### PROBLEM STATEMENT:
The number of lines below holding the string "needed" is the only answer wanted.

### SUPPLIED INFORMATION:
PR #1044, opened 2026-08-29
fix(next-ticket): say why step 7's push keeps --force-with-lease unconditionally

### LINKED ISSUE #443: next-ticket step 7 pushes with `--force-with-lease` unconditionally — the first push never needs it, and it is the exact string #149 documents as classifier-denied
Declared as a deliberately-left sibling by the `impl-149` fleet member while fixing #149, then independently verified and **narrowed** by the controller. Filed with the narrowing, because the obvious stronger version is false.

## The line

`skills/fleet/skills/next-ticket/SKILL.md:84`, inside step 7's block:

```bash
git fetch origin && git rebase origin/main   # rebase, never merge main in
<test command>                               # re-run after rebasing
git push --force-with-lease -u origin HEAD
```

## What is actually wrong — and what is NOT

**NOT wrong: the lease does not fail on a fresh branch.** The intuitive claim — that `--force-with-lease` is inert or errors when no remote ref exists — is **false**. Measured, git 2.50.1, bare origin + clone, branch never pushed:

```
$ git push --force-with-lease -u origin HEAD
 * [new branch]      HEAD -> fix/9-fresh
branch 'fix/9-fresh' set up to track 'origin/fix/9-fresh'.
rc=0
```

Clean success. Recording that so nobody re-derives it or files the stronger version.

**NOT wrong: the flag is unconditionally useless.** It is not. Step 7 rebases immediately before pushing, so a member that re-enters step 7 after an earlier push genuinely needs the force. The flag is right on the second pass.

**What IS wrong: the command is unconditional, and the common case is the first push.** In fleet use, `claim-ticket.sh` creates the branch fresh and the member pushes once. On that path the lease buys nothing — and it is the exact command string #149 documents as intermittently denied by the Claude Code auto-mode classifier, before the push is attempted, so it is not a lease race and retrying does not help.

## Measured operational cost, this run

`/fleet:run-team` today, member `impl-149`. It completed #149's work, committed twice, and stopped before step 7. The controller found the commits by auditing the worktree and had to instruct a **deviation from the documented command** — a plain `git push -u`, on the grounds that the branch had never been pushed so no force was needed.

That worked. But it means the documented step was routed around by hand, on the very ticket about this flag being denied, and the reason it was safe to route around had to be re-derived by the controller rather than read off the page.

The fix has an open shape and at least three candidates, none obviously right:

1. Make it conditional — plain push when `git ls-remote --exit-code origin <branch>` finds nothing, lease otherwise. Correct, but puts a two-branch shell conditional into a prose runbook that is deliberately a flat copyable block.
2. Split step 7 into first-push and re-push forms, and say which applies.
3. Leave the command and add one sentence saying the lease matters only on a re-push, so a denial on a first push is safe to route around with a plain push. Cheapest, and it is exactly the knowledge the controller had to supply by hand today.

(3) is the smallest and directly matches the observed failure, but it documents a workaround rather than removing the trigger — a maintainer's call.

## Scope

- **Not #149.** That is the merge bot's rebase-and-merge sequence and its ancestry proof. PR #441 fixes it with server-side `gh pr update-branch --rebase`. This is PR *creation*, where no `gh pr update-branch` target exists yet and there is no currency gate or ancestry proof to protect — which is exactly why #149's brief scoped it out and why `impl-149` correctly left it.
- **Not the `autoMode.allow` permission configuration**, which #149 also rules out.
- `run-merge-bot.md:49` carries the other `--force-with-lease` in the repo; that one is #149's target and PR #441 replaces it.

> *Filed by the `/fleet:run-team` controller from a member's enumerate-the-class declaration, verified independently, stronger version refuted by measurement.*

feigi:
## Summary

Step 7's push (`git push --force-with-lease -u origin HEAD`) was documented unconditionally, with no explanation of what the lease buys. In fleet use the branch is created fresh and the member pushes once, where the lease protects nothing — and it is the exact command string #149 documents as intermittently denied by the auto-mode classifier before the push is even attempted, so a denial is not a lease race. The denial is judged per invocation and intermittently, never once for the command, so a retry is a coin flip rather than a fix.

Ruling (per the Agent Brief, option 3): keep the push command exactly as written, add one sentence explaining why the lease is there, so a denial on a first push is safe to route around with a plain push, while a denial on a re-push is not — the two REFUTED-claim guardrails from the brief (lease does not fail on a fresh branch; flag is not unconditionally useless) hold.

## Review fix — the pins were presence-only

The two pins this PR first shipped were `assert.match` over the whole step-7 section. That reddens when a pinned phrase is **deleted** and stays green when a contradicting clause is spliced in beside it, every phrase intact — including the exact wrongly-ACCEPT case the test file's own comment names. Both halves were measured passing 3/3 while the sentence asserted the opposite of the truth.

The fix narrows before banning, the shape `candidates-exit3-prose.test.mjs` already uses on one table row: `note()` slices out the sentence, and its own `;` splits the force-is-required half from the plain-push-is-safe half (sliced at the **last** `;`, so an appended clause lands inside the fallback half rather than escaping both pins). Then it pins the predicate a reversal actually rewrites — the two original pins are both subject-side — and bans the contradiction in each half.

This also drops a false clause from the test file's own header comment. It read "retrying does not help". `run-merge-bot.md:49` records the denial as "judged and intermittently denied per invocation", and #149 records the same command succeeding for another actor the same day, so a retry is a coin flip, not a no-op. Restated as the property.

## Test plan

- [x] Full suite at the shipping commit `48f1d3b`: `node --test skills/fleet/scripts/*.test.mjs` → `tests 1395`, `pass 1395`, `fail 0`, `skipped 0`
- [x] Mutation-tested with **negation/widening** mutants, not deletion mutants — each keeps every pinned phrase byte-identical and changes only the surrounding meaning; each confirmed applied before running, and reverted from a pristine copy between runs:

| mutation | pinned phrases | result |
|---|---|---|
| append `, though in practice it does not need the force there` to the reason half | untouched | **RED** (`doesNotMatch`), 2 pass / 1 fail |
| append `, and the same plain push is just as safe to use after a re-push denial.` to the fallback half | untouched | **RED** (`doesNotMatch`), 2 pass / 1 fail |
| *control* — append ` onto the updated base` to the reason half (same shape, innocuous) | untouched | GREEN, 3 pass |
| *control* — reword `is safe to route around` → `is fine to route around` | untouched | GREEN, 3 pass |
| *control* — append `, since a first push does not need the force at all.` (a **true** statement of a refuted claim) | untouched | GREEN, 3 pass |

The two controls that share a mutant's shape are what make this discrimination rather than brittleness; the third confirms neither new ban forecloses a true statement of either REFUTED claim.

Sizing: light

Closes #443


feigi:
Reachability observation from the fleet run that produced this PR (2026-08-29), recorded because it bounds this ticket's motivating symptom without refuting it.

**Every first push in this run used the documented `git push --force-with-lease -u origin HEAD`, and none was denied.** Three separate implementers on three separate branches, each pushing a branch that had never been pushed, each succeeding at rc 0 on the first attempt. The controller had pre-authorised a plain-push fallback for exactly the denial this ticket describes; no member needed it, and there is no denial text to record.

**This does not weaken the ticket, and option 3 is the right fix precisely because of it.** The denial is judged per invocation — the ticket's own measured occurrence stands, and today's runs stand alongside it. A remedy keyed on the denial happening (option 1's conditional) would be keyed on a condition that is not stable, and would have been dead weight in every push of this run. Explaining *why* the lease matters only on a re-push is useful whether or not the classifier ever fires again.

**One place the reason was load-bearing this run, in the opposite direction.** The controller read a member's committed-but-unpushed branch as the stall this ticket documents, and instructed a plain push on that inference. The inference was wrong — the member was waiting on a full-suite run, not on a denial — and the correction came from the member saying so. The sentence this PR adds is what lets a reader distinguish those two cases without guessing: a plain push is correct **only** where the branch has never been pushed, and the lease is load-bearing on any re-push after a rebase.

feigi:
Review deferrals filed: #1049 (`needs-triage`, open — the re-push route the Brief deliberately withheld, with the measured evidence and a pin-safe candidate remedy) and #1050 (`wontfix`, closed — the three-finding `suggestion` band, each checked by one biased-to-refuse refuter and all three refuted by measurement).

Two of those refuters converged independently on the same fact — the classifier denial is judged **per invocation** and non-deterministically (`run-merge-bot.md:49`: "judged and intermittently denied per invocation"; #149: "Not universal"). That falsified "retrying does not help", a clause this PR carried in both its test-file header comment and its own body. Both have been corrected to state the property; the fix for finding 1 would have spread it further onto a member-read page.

### EXERCISE RESPONSE:
2